MicroStrategy (now rebranded as Strategy, ticker MSTR) has become the poster child for corporate Bitcoin adoption. Its core strategy is simple yet extreme: raise massive capital through equity and debt markets and plow virtually everything into Bitcoin holdings — a model now dubbed Digital Asset Treasury.
At its peak, investors valued MSTR shares at a huge premium to the net asset value (NAV) of its Bitcoin stash, sometimes trading at +100% or more above the spot price of BTC held.
This premium reflected hype around leveraged Bitcoin exposure via a public stock. But in September 2024, things went next-level: the Leverage Shares 3x Long MicroStrategy ETP (ticker MST3) launched, offering daily 3x leveraged exposure to MSTR's stock price movements.
What followed is a textbook illustration of why high-leverage products on ultra-volatile assets can lead to catastrophic wipeouts — even when the underlying asset doesn't crash dramatically.
The Wild Ride of MST3
- Launch (late September 2024): MST3 debuted amid Bitcoin euphoria and MSTR's premium trading at extreme levels.
- Early surge: In the first two months, as MSTR rallied hard (fueled by BTC gains and premium expansion), MST3 delivered explosive returns — reportedly +1300% in roughly 60 days. Triple leverage turned short-term momentum into life-changing gains for early holders.
- Reality hits: By early 2026, the picture flipped. As of February 2026, MST3 shows a cumulative return of approximately **-98% to -99%** from inception — not just from its peak, but from launch price.

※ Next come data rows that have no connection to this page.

PR #924, opened 2024-04-10
Fully decoupled Yarn index

flexatone:


static_frame/core/yarn.py
```diff
@@ -669,25 +729,42 @@ def shapes(self) -> TSeriesObject:
         Returns:
             :obj:`tp.Series`
         '''
-        return Series.from_concat((b.shapes for b in self._values),
-                index=self._index)
+        array = np.empty(shape=len(self._index), dtype=DTYPE_OBJECT)
+
```
flexatone, line 733: pre fetch shapes per bus

PR #966, opened 2024-08-19
Mypy==1.11.1

flexatone:


flexatone:
https://github.com/python/mypy/issues/17691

Data from sources like Leverage Shares, Yahoo Finance, and TradingView confirm brutal drawdowns:
- 1-year return: -99.3% to -99.5%;
- Since inception: -98%+ cumulative loss;
- Recent snapshots (early Feb 2026): trading at pennies on the dollar (e.g., ~$0.23–$0.37 vs. highs in the thousands in some quoted ranges during peaks).
Why the Collapse? Nothing "Terrible" Happened to Bitcoin
Bitcoin itself is roughly back to September 2024 levels (~$70k range in recent periods), after peaking much higher and then correcting. MSTR's Bitcoin holdings remain massive (over 700,000 BTC as of early 2026), and the once-massive premium to NAV has simply compressed — now trading at a modest discount (around 15% or so in some analyses) or slight premium in others.
So why did MST3 get obliterated?
The culprit is volatility decay (also called beta slippage or compounding drag), amplified by daily reset leverage:
- Leveraged ETPs/ETFs target daily multiples (here 3x MSTR's daily move), not long-term performance.
- In volatile, sideways, or choppy markets, daily rebalancing erodes value over time — even if the underlying ends up flat or slightly up.
- Triple leverage magnifies this effect exponentially. A few big down days compound losses ruthlessly, and recoveries don't fully offset them due to the math of percentages on a shrinking base.
- MSTR itself is already a leveraged Bitcoin play (via debt-financed BTC buys), so layering 3x on top creates extreme sensitivity to swings.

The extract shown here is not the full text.